Webpack realizes that commentRestEndpoint is not used and doesn’t generate a separate export point in the bundle

// bundle.js (part of)
(function(module, __webpack_exports__, __webpack_require__) {
  "use strict";
  /* unused harmony export commentRestEndpoint */
  /* harmony export */__webpack_exports__["b"] = render;

  var commentRestEndpoint = '/rest/comments';
  var render = function () { return 'Rendered!'; }
})

↓

UglifyJS removes the unused variable

// bundle.js (part of)
(function(n,e){"use strict";e.b=r;var r=function(){return"Rendered!"}})

This works even with libraries; the library should also be written with ECMAScript modules.

Pitfall: tree-shaking doesn’t work without UglifyJS#

The less-known fact is that the unused code is removed not by webpack, but by UglifyJS. Webpack just removes export statements for the exports that aren’t used, which makes them possible to be removed by a minifier. Therefore, if you compile your bundle without the minifier, the bundle won’t get smaller.

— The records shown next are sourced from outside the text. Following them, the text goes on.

PR #730, opened 2023-10-21
[Apple ARM - NVIDIA CUDA] Skip install

noe-sautel:
Skip installation for ARM chip because Nvdia Cuda Toolkit is no longer supported.

Reference: [https://developer.nvidia.com/nvidia-cuda-toolkit-11_7_0-developer-tools-mac-hosts](https://developer.nvidia.com/nvidia-cuda-toolkit-11_7_0-developer-tools-mac-hosts)
PR related to this discussion : [https://github.com/orgs/devcontainers/discussions/78#discussioncomment-7343974](https://github.com/orgs/devcontainers/discussions/78#discussioncomment-7343974)

### DIFF
--- a/src/nvidia-cuda/install.sh
+++ b/src/nvidia-cuda/install.sh
@@ -17,6 +17,11 @@ if [ "$(id -u)" -ne 0 ]; then
     exit 1
 fi
 
+if [[ $(uname -m) = "arm64" ]]; then
+    echo -e "NVIDIA® CUDA Toolkit no longer supports development or running applications on machines with the 'arm64' architecture. Please consider an alternative or check for updates or support for your architecture."
+    exit 1
+fi
+
 apt_get_update()
 {
     if [ "$(find /var/lib/apt/lists/* | wc -l)" = "0" ]; then
--- a/src/nvidia-cuda/devcontainer-feature.json
+++ b/src/nvidia-cuda/devcontainer-feature.json
@@ -1,6 +1,6 @@
 {
   "id": "nvidia-cuda",
-  "version": "1.1.0",
+  "version": "1.1.1",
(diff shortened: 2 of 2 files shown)


noe-sautel:

src/nvidia-cuda/install.sh
```diff
@@ -17,6 +17,11 @@ if [ "$(id -u)" -ne 0 ]; then
     exit 1
 fi
 
+if [[ $(uname -m) = "aarch64" ]]; then
+    echo -e "NVIDIA® CUDA Toolkit no longer supports development or running applications on machines with the 'arm64' architecture. Please consider an alternative or check for updates or support for your architecture."
+    exit 1
```
samruddhikhandale, line 22: Doesn't https://developer.nvidia.com/nvidia-cuda-toolkit-11_7_0-developer-tools-mac-hosts refer to NVIDIA toolkit no longer supporting MacOS? 

Hence, instead of failing the entire Feature, why don't we update 👇 instead?

https://github.com/devcontainers/features/blob/9f152b5725273fef7d863d81e29c7e03d5263f14/src/nvidia-cuda/install.sh#L95-L98

samruddhikhandale, line 22: > Note that, I have other developers on my repository who are using containers with a classic chip architecture, and it's essential for me to retain this feature for them.
> My primary question is: How can I add a condition to specify the architecture and install or not the feature?

From the discussion, note that if the Feature returns exit code `1`, then your dev container creation will fail. Unless, you switch the Feature option `installToolkit` to `false`.

samruddhikhandale (commented):
Thanks for the prompt PR creation, left some clarifying questions.

PR #736, opened 2023-10-27
[common-utils] Bug fix: zsh missing rc snippet

samruddhikhandale:
Bug fixes: 
- We were incorrectly adding [rc_snippet.sh](https://github.com/devcontainers/features/blob/main/src/common-utils/scripts/rc_snippet.sh) for zsh. 
- `zsh` uses `.zprofile` instead of `.profile`. Hence, we source `.profile` within `~/.zprofile`. See https://superuser.com/questions/187639/zsh-not-hitting-profile/187673#187673

### DIFF
--- a/src/common-utils/main.sh
+++ b/src/common-utils/main.sh
@@ -467,7 +467,7 @@ if [ "${INSTALL_ZSH}" = "true" ]; then
         else
             global_rc_path="/etc/zsh/zshrc"
         fi
-        cat "${FEATURE_DIR}/scripts/rc_snippet.sh" >> /etc/zshrc
+        cat "${FEATURE_DIR}/scripts/rc_snippet.sh" >> ${global_rc_path}
         ZSH_ALREADY_INSTALLED="true"
     fi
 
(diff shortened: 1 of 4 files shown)


src/common-utils/main.sh
```diff
@@ -456,13 +457,17 @@ fi
 
 # Optionally configure zsh and Oh My Zsh!
 if [ "${INSTALL_ZSH}" = "true" ]; then
+    if [ ! -f "${user_home}/.zprofile" ] || ! grep -Fxq 'source $HOME/.profile' "${user_home}/.zprofile" ; then
```
joshspicer, line 460: is this $HOME variable supposed to be replaced or no?  It's in single quotes so I don't think it would

joshspicer (approved):

src/common-utils/main.sh
samruddhikhandale: > is this $HOME variable supposed to be replaced or no?

Nope, It should be saved without any expansion.

PR #737, opened 2023-10-30
Remove rebornix.Ruby extension

0sc:
The rebornix.Ruby extension is [now deprecated](https://github.com/rubyide/vscode-ruby/commit/79031948d032e97cf2a5116e27c167ade5125e15). 

This PR removes it from the list of preinstalled extension for the Ruby feature devcontainer.

### DIFF
--- a/src/ruby/devcontainer-feature.json
+++ b/src/ruby/devcontainer-feature.json
@@ -1,6 +1,6 @@
 {
     "id": "ruby",
-    "version": "1.1.2",
+    "version": "1.2.0",
     "name": "Ruby (via rvm)",
     "documentationURL": "https://github.com/devcontainers/features/tree/main/src/ruby",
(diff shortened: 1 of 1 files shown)


src/ruby/devcontainer-feature.json
```diff
@@ -21,7 +21,6 @@
     "customizations": {
         "vscode": {
             "extensions": [
-                "rebornix.Ruby",
```
samruddhikhandale, line 24: This makes sense to me 👍 

Looping in @bamurtaugh for product insights.

bamurtaugh: Makes sense to me too, thank you!

samruddhikhandale (approved):
Thanks for the change, appreciate it!

timscharfenort8 (commented):
Good work

PR #2125, opened 2026-05-13
Bento onboarding splash screen

Twixes:
## Problem

I've watched 3 people onboard to PH Code in person with the current splash screen below – which is already better than before, but still each person broadly went past this without much understanding. Just results in our points - including the self-driving angle - landing weakly in the product itself (whereas [posthog.com/code](http://posthog.com/code) actually seems quite clear).

I feel very much this comes down to the intro being this raw list - it doesn't have anchor points for scanning.

Screenshot 2026-05-10 at 18 04 32@2x

## Changes

Screenshots tell a thousand words, so proposing we turn this into a bento-like splash screen. Crucially, screenshots coming in a follow-up (I'll need you guys to add some in @PostHog/team-code). Here, setting the stage with the sleek layout.

Screenshot 2026-05-12 at 16 41 28@2x

(also, tweaked the headline at the top so the font is exactly aligned with the logo)


adboio:
SEXYYYYYY

charlesvien (approved):

PR #2129, opened 2026-05-13
feat(mobile): move "New task" button to the tab bar

oliverb123:
## Summary

- Replace the text "New task" button in the Code screen header with a plus icon in the native tab bar, alongside **Code** and **Settings**.
- Wire the plus trigger to the existing `/task` modal via a focus-only trampoline route at `(tabs)/new-task.tsx`. `NativeTabs.Trigger` requires a real file-system route and doesn't expose a `tabPress` listener, so the trampoline `replace`s back to `/tasks` then `push`es the modal so dismissal returns the user to the Code tab.
- Picks up the previous TODO/commented-out `NativeTabs.Trigger` block in `(tabs)/_layout.tsx` and replaces it with a working version.
- The empty-state "Create task" button inside `TaskList` is intentionally left in place — only the header button moves.

## Test plan

- [ ] `pnpm install && pnpm --filter @posthog/mobile lint` passes
- [ ] iOS simulator: tab bar shows **Code**, **Settings**, **+**; tapping **+** opens the new-task modal; dismissing returns to the Code tab; tapping **+** a second time still works
- [ ] Android emulator: same as above (drawable `ic_menu_add` renders)
- [ ] Code screen header no longer has the "New task" text button
- [ ] Empty-state "Create task" button inside `TaskList` still navigates correctly
- [ ] Toggling the `aiChatEnabled` preference still shows/hides the Chats tab alongside the new plus trigger

### DIFF
--- a/apps/mobile/src/app/(tabs)/_layout.tsx
+++ b/apps/mobile/src/app/(tabs)/_layout.tsx
@@ -66,7 +66,7 @@ export default function TabsLayout() {
 
       {/* New task — opens the new-task modal via a trampoline route */}
       <NativeTabs.Trigger name="new-task">
-        <Label hidden />
+        <Label>New task</Label>
         <Icon
           sf={{ default: "plus", selected: "plus" }}
           drawable="ic_menu_add"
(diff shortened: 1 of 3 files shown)


dmarticus (approved):
i have a lot of problems with this but i'm not one to call the kettle black

charlesvien:
@oliverb123 do we wanna get this one in still

charlesvien (approved):

PR #2139, opened 2026-05-13
fix(code): Restore named leading-* utilities to fix oversized badges

Twixes:
## What

Tag badges (`[Alpha]`, `P1`, etc.) ballooned from ~17px to ~26px tall.

## Why

`radix-themes-tw`'s preset *replaces* (not extends) Tailwind's `lineHeight` scale, so `leading-tight` / `leading-snug` / `leading-normal` / `leading-relaxed` / `leading-loose` silently stopped compiling. `Badge`'s `!leading-tight` override became a no-op, and Radix's `--line-height-1` (overridden to 20px in `globals.css`) took over.

## Fix

Re-add the named tokens via `theme.extend.lineHeight` so they merge with the Radix scale instead of replacing it.

Also: one-line `SessionView` cleanup to unblock `pnpm typecheck` (TS2451 on `main` from #1971).

---

### DIFF
--- a/apps/code/src/renderer/features/sessions/components/SessionView.tsx
+++ b/apps/code/src/renderer/features/sessions/components/SessionView.tsx
@@ -250,7 +250,6 @@ export function SessionView({
     [onSendPrompt],
   );
 
-  const { isOnline } = useConnectivity();
   const handleBeforeSubmit = useCallback(
     (text: string, clearEditor: () => void): boolean => {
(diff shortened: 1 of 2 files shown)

See how to enable UglifyJS in the “Minification” section.

Pitfall: don’t transpile ECMAScript imports to the CommonJS format#

If you use Babel with babel-preset-env or babel-preset-es2015, check the settings of these presets. By default, they transpile ECMAScript’s import and export to CommonJS’ require and module.exports. Pass the { modules: false } option to disable this:

// webpack.config.js
module.exports = {
  module: {
    rules: [
      {
        test: /\.js$/,
        use: [{'babel-loader', options: {
          presets: [['es2015', { modules: false }]]
        }]
      }
    ]
  }
};

Pitfall: complex cases aren’t optimized#

In some complex cases – e. g. when you re-export something (export * from 'file.js'), or when you compile classes with the TypeScript compiler – webpack can’t optimize your bundle. The bad things about this are that the cases when this happens aren’t obvious, and it’s unclear when this will be fixed. Here’s the corresponding GitHub issue: webpack/webpack#2867

Webpack team is working on a solution for re-exports though.

Moment.js#

Tested with moment.js 2.18.1

Moment.js is a library for working with dates. By default, when you include it in your app, it takes 217 kB of minified code. That’s huge – the average size of JavaScript on a page was 417 kB in April 2017. The good part, however, is that it can be easily reduced.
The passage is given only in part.